__WHAT YOU HAVE TO DO__
Your task is to copy the lines of the data below from the line holding "2) PBRs weren't" through the line holding "This will fail", inclusive, exactly and with nothing added.

======== STUDY MATERIAL ========

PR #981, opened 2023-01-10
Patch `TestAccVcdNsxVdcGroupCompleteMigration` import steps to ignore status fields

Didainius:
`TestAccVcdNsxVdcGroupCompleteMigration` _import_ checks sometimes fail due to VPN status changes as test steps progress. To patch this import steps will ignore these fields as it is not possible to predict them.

========
======== STUDY MATERIAL ========

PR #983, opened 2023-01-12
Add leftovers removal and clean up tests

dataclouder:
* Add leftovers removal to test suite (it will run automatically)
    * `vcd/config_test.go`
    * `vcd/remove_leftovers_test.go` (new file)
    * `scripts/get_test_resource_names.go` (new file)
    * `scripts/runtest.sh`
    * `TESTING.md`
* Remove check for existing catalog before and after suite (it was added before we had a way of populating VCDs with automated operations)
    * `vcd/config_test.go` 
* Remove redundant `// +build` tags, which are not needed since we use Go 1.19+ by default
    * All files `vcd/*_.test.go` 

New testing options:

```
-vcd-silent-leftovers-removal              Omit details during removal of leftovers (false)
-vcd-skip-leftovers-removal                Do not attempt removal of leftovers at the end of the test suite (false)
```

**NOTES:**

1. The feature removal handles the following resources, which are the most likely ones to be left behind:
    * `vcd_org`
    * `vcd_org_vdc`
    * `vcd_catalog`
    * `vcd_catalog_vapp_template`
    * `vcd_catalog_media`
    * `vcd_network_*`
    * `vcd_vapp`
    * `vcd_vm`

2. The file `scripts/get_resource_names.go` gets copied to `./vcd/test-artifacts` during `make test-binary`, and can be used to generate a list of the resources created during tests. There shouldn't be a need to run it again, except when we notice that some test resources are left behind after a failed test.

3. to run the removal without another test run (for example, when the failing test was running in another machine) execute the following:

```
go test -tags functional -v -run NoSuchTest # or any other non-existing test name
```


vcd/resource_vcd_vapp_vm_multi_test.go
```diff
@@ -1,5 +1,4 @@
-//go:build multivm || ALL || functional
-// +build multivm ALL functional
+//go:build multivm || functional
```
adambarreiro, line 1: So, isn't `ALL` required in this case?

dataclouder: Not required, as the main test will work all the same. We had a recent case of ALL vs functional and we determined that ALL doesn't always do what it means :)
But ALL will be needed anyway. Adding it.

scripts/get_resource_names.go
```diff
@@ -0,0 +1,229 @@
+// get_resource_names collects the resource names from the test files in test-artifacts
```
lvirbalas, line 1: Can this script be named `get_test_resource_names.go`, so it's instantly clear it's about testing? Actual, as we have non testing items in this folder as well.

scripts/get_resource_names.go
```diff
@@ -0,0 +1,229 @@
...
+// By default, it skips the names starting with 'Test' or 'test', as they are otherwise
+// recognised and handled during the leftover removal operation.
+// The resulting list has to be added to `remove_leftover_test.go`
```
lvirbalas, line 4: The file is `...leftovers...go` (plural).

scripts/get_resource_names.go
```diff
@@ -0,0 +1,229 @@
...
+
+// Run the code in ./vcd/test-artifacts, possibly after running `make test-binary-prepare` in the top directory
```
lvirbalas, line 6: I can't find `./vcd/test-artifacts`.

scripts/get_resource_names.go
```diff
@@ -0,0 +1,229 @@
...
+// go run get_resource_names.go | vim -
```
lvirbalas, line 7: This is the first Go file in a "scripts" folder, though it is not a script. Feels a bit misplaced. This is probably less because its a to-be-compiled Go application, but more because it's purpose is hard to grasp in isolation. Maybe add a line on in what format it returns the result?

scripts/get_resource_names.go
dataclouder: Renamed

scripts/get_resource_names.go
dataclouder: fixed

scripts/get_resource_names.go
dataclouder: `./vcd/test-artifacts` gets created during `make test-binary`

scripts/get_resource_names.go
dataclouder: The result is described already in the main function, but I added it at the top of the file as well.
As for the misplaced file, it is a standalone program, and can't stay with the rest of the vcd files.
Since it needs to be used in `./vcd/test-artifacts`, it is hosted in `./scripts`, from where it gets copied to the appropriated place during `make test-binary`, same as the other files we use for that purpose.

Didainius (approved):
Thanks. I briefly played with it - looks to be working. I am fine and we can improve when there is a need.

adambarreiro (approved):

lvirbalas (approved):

========
======== STUDY MATERIAL ========

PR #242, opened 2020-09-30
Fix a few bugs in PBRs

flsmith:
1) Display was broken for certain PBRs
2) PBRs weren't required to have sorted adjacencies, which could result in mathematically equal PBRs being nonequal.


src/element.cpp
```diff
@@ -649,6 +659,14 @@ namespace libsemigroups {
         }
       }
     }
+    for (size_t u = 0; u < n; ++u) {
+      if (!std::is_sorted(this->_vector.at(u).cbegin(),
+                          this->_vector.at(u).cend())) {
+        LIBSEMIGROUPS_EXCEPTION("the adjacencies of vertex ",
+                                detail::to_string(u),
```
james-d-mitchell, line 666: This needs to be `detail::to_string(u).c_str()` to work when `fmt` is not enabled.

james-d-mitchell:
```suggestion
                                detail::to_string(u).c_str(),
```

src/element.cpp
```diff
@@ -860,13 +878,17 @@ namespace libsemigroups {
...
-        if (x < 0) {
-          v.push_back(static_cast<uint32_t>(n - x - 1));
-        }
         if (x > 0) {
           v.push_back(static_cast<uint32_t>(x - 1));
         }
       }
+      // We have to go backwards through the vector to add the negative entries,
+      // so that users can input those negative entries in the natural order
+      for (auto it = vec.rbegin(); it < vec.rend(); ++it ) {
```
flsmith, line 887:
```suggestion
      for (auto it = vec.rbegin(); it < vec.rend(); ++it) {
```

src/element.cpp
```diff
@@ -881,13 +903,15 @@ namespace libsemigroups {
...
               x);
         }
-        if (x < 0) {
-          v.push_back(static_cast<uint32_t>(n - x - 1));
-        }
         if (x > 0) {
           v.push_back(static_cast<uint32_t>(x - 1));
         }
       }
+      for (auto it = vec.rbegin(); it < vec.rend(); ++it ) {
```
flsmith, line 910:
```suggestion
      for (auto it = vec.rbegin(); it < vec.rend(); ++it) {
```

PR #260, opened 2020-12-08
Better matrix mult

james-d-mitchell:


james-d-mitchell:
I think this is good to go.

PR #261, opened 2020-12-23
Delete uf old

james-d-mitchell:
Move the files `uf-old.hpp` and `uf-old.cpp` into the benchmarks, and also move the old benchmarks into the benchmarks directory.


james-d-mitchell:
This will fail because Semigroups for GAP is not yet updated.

========

__RESULT FOR THIS TASK__
2) PBRs weren't required to have sorted adjacencies, which could result in mathematically equal PBRs being nonequal.


src/element.cpp
```diff
@@ -649,6 +659,14 @@ namespace libsemigroups {
         }
       }
     }
+    for (size_t u = 0; u < n; ++u) {
+      if (!std::is_sorted(this->_vector.at(u).cbegin(),
+                          this->_vector.at(u).cend())) {
+        LIBSEMIGROUPS_EXCEPTION("the adjacencies of vertex ",
+                                detail::to_string(u),
```
james-d-mitchell, line 666: This needs to be `detail::to_string(u).c_str()` to work when `fmt` is not enabled.

james-d-mitchell:
```suggestion
                                detail::to_string(u).c_str(),
```

src/element.cpp
```diff
@@ -860,13 +878,17 @@ namespace libsemigroups {
...
-        if (x < 0) {
-          v.push_back(static_cast<uint32_t>(n - x - 1));
-        }
         if (x > 0) {
           v.push_back(static_cast<uint32_t>(x - 1));
         }
       }
+      // We have to go backwards through the vector to add the negative entries,
+      // so that users can input those negative entries in the natural order
+      for (auto it = vec.rbegin(); it < vec.rend(); ++it ) {
```
flsmith, line 887:
```suggestion
      for (auto it = vec.rbegin(); it < vec.rend(); ++it) {
```

src/element.cpp
```diff
@@ -881,13 +903,15 @@ namespace libsemigroups {
...
               x);
         }
-        if (x < 0) {
-          v.push_back(static_cast<uint32_t>(n - x - 1));
-        }
         if (x > 0) {
           v.push_back(static_cast<uint32_t>(x - 1));
         }
       }
+      for (auto it = vec.rbegin(); it < vec.rend(); ++it ) {
```
flsmith, line 910:
```suggestion
      for (auto it = vec.rbegin(); it < vec.rend(); ++it) {
```

PR #260, opened 2020-12-08
Better matrix mult

james-d-mitchell:


james-d-mitchell:
I think this is good to go.

PR #261, opened 2020-12-23
Delete uf old

james-d-mitchell:
Move the files `uf-old.hpp` and `uf-old.cpp` into the benchmarks, and also move the old benchmarks into the benchmarks directory.


james-d-mitchell:
This will fail because Semigroups for GAP is not yet updated.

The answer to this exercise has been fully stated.